A lesser-known feature of the Ordovician Period is a curious superabundance of extraterrestrial debris, including high helium-3, chromium and iridium concentrations, preserved in sedimentary rocks, particularly those exposed around the Baltic Sea (Schmitz, B. and 19 others 2019. An extraterrestrial trigger for the mid-Ordovician ice age: Dust from the breakup of the L-chondrite parent body. Science Advances, v. 5(9), eaax4184; DOI: 10.1126/sciadv.aax4184). Yet there is not a sign of any major impact of that general age, and the meteoritic anomaly occupies a 5 m thick sequence at the best studied site in Sweden, representing about 2 Ma of deposition, rather than the few centimetres at near-instantaneous impact horizons such as the K-Pg boundary. Intact meteorites are almost exclusively L-chondrites dated at around 466 Ma. Schmitz and colleagues reckon that the debris represents the smashing of a 150 km-wide asteroid in orbit between Mars and Jupiter. Interestingly, L-chondrites are more abundant today and in post-Ordovician sediments than they were in pre-Ordovician records, amounting to about a third of all finds. This suggests that the debris is still settling out in the Inner Solar System hundreds of million years later. Not long after the asteroid was smashed a dense debris cloud would have entered the Inner Solar System, much of it in the form of dust.
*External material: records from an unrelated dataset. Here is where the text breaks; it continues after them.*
PR #2341, opened 2025-07-16
[Feat] Sentry performance metrics

melgaafary:
adding sentry instrumentation to enable Frontend and Backend Performance metrics in Sentry.

Still pending some discussions with the other teams because of their performance metrics resources usage


chohner (approved):
lgtm. maybe we could unify the settings (except the `tracesSampleRate`)? but probably not worth the effort...

PR #2342, opened 2025-07-16
feat(Report Problem): change label name and adjust spacing 

ingriddorioschulze:
This PR changes the label name from `Report Problem` to `Problem auf dieser Seite melden` and adds 80px margin top to the button.

Before

Screenshot 2025-07-16 at 13 09 29

Screenshot 2025-07-16 at 12 10 56

After

Screenshot 2025-07-16 at 13 02 09

Screenshot 2025-07-16 at 13 01 28

### DIFF
--- a/app/services/translations/translations.ts
+++ b/app/services/translations/translations.ts
@@ -87,7 +87,7 @@ export const translations = {
       de: "Ihr Feedback hilft uns, diese Seite für alle Nutzenden zu verbessern.",
     },
     "report-problem": {
-      de: "Problem melden",
+      de: "Problem auf dieser Seite melden",
     },
     cancel: {
       de: "Abbrechen",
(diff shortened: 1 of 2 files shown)


app/services/translations/translations.ts
```diff
@@ -87,7 +87,7 @@ export const translations = {
       de: "Ihr Feedback hilft uns, diese Seite für alle Nutzenden zu verbessern.",
     },
     "report-problem": {
-      de: "Problem melden",
+      de: "Problem auf dieser Seite melden",
```
pgurusinga, line 90: Since we’re using this feature, I’ve already spoken with our PM about this change. Would you mind waiting a bit?

ingriddorioschulze: Not a problem. I will let ours know as well!

chohner (approved):
lgtm

PR #2346, opened 2025-07-17
feat(Report Problem): adjust spacing 

ingriddorioschulze:
This PR adds 80px margin between cta and report problem button

Before

Screenshot 2025-07-17 at 15 44 16

After

Screenshot 2025-07-17 at 15 43 54


chohner (commented):
We tried to move positioning related things out of this component and into each page that uses it to avoid changing layouts across pages. do we want this margin everywhere, including for example the amtsgericht suche page?

PR #2356, opened 2025-07-21
feat(BerH): Calculate Financial Eligibility

Spencer6497:
This PR adds calculations for whether or not the user is eligible for Beratungshilfe based on a number of financial factors. When the user reaches the "Abgabe" site, it submits a custom PostHog event with the users eligibility.

- **groundwork for BerH financial eligibility**
- **add manual summation of eigentum**
- **finish up freibetrag + financial eligibility functions + tests**
- **add asyncFlowAction that submits eligibility**


app/services/flow/userFlowAction/postValidationFlowAction.ts
```diff
@@ -1,14 +1,23 @@
...
+    cookieHeader,
+  );
   const { stepId, currentFlow } = getPageAndFlowDataFromPathname(pathname);
   const { asyncFlowActions } = currentFlow as Flow;
   if (asyncFlowActions && stepId in asyncFlowActions)
-    await asyncFlowActions[stepId](request, userData);
+    await asyncFlowActions[stepId](request, {
+      ...userDataWithPageData,
+      ...newUserData,
+    });
```
Spencer6497, line 22: @chohner do you see any problem with injecting the entire userData here? I tried injecting it down the call stack inside of BerH's `asyncFlowActions` but vite's SSR build kept failing and I couldn't figure out why.

app/domains/beratungshilfe/formular/abgabe/isFinanciallyEligibleForBerH.ts
```diff
@@ -0,0 +1,110 @@
...
+import { calculateFreibetragBerHFormular } from "~/domains/beratungshilfe/vorabcheck/freibetrag";
+import { type GenericGuard } from "~/domains/guards.server";
+import { staatlicheLeistungenIsBuergergeld } from "~/domains/shared/formular/finanzielleAngaben/guards";
+import moneyToCents from "~/services/validation/money/moneyToCents";
+
+const eigentumWorthEligibilityThreshhold = 10000;
+
+export const isFinanciallyEligibleForBerH: GenericGuard<
+  BeratungshilfeFinanzielleAngabenUserData
+> = ({ context }) => {
```
chohner, line 11: could this just be `userData: BeratungshilfeFinanzielleAngabenUserData`?

app/services/flow/userFlowAction/postValidationFlowAction.ts
chohner: lets pass the updated userData into the function, instead of fetching here.

We should then just update the existing `sendCustomAnalyticsEvent` to keep sending the same data as before

chohner (approved):
overall looks good, small comments

PR #156, opened 2021-08-03
Add FixMemorySoftlock patch

End45:
Adds a patch that can help prevent the crashes that happen when the game runs out of memory when displaying sprites in cutscenes (this has been observed in roms that had custom sprites or had used the randomizer). Other glitches could happen instead, but it will probably stop the softlock.
The patch has no effect in the normal behaviour of the game, as long as it doesn't run out of memory the patch will not trigger.
In the only test I've done so far, the game went from a softlock to running with no apparent side effects after applying the patch.


Parakoopa:
Thanks!

PR #157, opened 2021-08-07
Add ChangeFixedFloorProperties patch

irdkwia:
This patch removes hard-coded checks for fixed floor properties and replaces some with new properties.


Parakoopa:
Once again, thanks!

PR #167, opened 2021-09-07
Support for IQ groups' skills

### LINKED ISSUE #165: Edit IQ skills for IQ groups
@End45 will create a new patch for be able to assign more than 25 IQ skills per IQ group and make editing easier. After that is done, implement it into Files and the UI.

The nub of Schmitz et al’s hypothesis is that considerably less solar radiation fell on Earth after the event, resulting in a sort of protracted ‘nuclear winter’ that drove the Earth into much colder conditions. Meteoritic iron falling the ocean would also have caused massive phytoplankton blooms that sequestered CO2 from the Ordovician atmosphere to reduce the greenhouse effect. Yet the cooling seems not to have immediately decimated the ‘booming’ faunas of the Middle Ordovician. Perhaps the disruption cleared out some ecological niches, for new species to occupy, which may explain sudden boosts in diversity among groups such as brachiopods. Two sharp jumps in brachiopod species numbers are preceded and accompanied by ‘spikes’ in the number of extraterrestrial chromite grains in one Middle Ordovician sequence. One possibility, suggested in an earlier paper (Schmitz, B. and 8 others 2008. Asteroid breakup linked to the Great Ordovician Biodiversification Event. Nature Geoscience, v. 1, p. 49-53; DOI: 10.1038/ngeo.2007.37) is that the undoubted disturbance may have killed off species of one group, maybe trilobites, so that the resources used by them became available to more sturdy groups, whose speciation filled the newly available niches. Such a scenario would make sense, as mobile predators/scavengers (e.g. trilobites) may have been less able to survive disruption, thereby favouring the rise of less metabolically energetic filter feeders (e.g. brachiopods).